Some people broke the rules.  Always have, always will no matter the civilization.  But back then the system didn’t turn justice into a CBS® series lasting twenty years.  The mean time from sentence to rope?

Often weeks or a few months, not the decades-long death-row vacation with three hots, cable, and taxpayer-funded lawyers we enjoy today.  Were innocents sometimes executed?

Almost certainly.

But swift, mostly impartial justice beat the hell out of vigilante posses or letting killers out on technicalities to murder yet again.  A society that can’t punish the guilty quickly loses the ability to protect the innocent at all.

I stand behind Alec.  It’s safer than standing in front of him.

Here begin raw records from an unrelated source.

PR #1015, opened 2021-12-13
MGMT-8502: add test IDs to the support level badges

batzionb:
added test ids to:
support level badges
review and create support level section
cluster managed networking with vms alert

### DIFF
--- a/src/common/components/ui/PreviewBadge.tsx
+++ b/src/common/components/ui/PreviewBadge.tsx
@@ -3,6 +3,14 @@ import { Label, Popover } from '@patternfly/react-core';
 import { InfoCircleIcon } from '@patternfly/react-icons';
 import { TECH_SUPPORT_LEVEL_LINK } from '../../config/constants';
 import ExternalLink from './ExternalLink';
+import { WithTestID } from '../../types';
+
+export type DeveloperPreviewProps = {
+  position?: PreviewBadgePosition;
+  className?: string;
+} & WithTestID;
+
+export type TechnologyPreviewProps = DeveloperPreviewProps;
 
 export enum PreviewBadgePosition {
   default,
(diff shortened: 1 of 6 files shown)


src/common/components/ui/PreviewBadge.tsx
```diff
@@ -53,14 +55,15 @@ const PreviewBadge: React.FC<PreviewBadgeProps> = ({
...
+        data-testid={`${idPrefix}-support-level`}
       >
         {text}
       </Label>
     </Popover>
   );
 };
 
-export type DeveloperPreviewProps = Pick<PreviewBadgeProps, 'className' | 'position'>;
+export type DeveloperPreviewProps = Pick<PreviewBadgeProps, 'className' | 'position' | 'idPrefix'>;
```
jkilzi, line 66: We already have a type called `WithTestID`, which you can use in order to extend the props of some component with a `testId` member ([example](https://github.com/openshift-assisted/assisted-ui-lib/blob/07da563e63701afbeae15ac430d1ca33a85c86b2/src/common/components/ui/DetailList.tsx#L47))

jkilzi (changes requested):

src/common/components/ui/PreviewBadge.tsx
batzionb: This doesn't get a test id it gets an id prefix the testId itself is generated in the PreviewBadge component

jkilzi: I still don't understand why the badges need this prop? is it for automation? if it is then you should use a different name for that prop (maybe `testId`) since `idPrefix` is used in other places in order to put id attributes on the underlying components ([example](https://github.com/openshift-assisted/assisted-ui-lib/blob/5e6951917760e4f5c40049806302c1b45110943b/src/ocm/components/AddHosts/InventoryAddHost.tsx#L30)).

jkilzi (changes requested):

jkilzi (approved):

Fast-forward to post-World War II America.  Streets were so safe kids rode bikes until the streetlights came on.  Doors stayed unlocked.  Factories hummed, wages rose, and the biggest scandal in most towns was somebody skipping the church potluck.  Prosperity wasn’t just money:  it was a stable and predictable life.

That bored the revolutionaries of the 1960s half to death.

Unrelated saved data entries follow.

PR #1018, opened 2021-12-14
Add static ip option for non-bm platforms

rawagner:
Screenshot from 2021-12-14 10-09-24

Screenshot from 2021-12-14 10-09-07

### DIFF
--- a/src/cim/components/InfraEnv/InfraEnvFormPage.tsx
+++ b/src/cim/components/InfraEnv/InfraEnvFormPage.tsx
@@ -18,6 +18,7 @@ import {
   TitleSizes,
 } from '@patternfly/react-core';
 import { Formik, FormikProps, useFormikContext } from 'formik';
+import { ExternalLinkAltIcon } from '@patternfly/react-icons';
 
 import {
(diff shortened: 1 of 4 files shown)


jtomasek (approved):

nirfarkas:
I think we need to change the text.
In the popover:
To use static network configuration, follow the steps listed in the documentation.
<link>
in the inline alert to:
To use static network configuration, follow the steps listed in the documentation.
<link>

The text in the popover isn't describing accurately what the user needs to do (create a CR modify another and provide NMstate?)
The text in the inline alert should be identical.

jelkosz:
> I think we need to change the text.
> In the popover:
> To use static network configuration, follow the steps listed in the documentation.
> in the inline alert to: To use static network configuration, follow the steps listed in the documentation. 

sounds good

> The text in the popover isn't describing accurately what the user needs to do (create a CR modify another and provide NMstate?)

I would say that that is a bit too much info given that the documentation describes it

nirfarkas:
So the text for both (popover and inline notification is:
To use static network configuration, follow the steps listed in the documentation.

They looked at this overwhelmingly safe, secure, prosperous society made of families in traditional family roles and said, “Nah, too square.”  The GloboLeftist project kicked into high gear with the Great Society.

Lyndon Johnson and his crew didn’t just want to help the poor.  No.  They wanted to remake society.  The guardrails of conformity had to go.  Why?  Because the norms of self-restraint, local reputation, and actual community stood in the way of central control.

Take lending, for example.  Let’s say I wanted a home loan in 1955.  My local banker didn’t just run a credit score, because they didn’t exist.  He would have called my pastor:  “Does Wilder show up on Sundays,?  He does?  Any rumors about his behavior?  PEZ®, eh?  That’s a bit odd.”

Local money stayed local. My mortgage would have literally been made from the savings of the people I saw at the grocery store.  Or, rather that The Mrs. saw at the grocery store, since why would a married man go to the store?

Good families got a break if junior was speeding?  Sure.  Outsiders had to prove themselves?  Absolutely.  But it worked because everyone was playing the same cultural game.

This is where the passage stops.